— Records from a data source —
....
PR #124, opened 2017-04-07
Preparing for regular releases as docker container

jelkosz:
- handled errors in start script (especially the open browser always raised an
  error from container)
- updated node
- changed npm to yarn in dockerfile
....
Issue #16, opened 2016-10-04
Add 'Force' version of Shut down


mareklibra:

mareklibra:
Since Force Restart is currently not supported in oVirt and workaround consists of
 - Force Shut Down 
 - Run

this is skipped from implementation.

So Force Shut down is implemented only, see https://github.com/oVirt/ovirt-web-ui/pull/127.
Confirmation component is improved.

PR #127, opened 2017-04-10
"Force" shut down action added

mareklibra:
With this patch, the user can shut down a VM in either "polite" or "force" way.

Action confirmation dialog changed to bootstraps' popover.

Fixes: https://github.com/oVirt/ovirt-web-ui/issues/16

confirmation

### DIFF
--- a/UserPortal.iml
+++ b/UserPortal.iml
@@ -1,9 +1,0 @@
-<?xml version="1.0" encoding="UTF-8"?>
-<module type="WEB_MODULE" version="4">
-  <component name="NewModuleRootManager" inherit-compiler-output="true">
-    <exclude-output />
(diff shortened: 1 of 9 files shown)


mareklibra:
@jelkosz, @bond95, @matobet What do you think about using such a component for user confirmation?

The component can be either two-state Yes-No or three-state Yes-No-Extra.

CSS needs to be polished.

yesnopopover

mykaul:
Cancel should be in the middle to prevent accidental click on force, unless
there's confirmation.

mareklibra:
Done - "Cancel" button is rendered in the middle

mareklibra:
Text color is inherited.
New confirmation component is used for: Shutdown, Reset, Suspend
....
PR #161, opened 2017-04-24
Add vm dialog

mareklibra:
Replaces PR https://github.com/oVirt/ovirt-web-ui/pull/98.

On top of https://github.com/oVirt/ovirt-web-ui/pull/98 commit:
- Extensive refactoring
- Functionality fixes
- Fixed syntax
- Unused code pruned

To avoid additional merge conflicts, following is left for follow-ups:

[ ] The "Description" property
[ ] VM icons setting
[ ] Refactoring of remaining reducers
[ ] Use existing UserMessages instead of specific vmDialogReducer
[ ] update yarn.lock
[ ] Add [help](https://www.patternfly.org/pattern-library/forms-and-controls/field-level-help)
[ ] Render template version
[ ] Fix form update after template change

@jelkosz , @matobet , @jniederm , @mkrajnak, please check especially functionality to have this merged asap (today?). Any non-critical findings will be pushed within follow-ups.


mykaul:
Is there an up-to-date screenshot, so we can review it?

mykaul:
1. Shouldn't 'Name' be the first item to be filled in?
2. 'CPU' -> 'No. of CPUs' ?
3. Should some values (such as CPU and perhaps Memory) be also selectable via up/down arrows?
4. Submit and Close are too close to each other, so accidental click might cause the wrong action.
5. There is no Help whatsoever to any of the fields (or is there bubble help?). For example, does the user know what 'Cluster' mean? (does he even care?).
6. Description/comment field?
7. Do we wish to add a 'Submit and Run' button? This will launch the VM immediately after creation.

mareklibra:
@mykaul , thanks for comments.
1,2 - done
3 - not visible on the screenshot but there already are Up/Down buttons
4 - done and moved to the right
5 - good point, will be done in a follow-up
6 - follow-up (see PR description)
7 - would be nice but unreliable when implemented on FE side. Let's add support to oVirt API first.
....
— What you are asked to do —
Pull every line containing "accidental" out of the data above.

— Answer for this exercise —
Cancel should be in the middle to prevent accidental click on force, unless
4. Submit and Close are too close to each other, so accidental click might cause the wrong action.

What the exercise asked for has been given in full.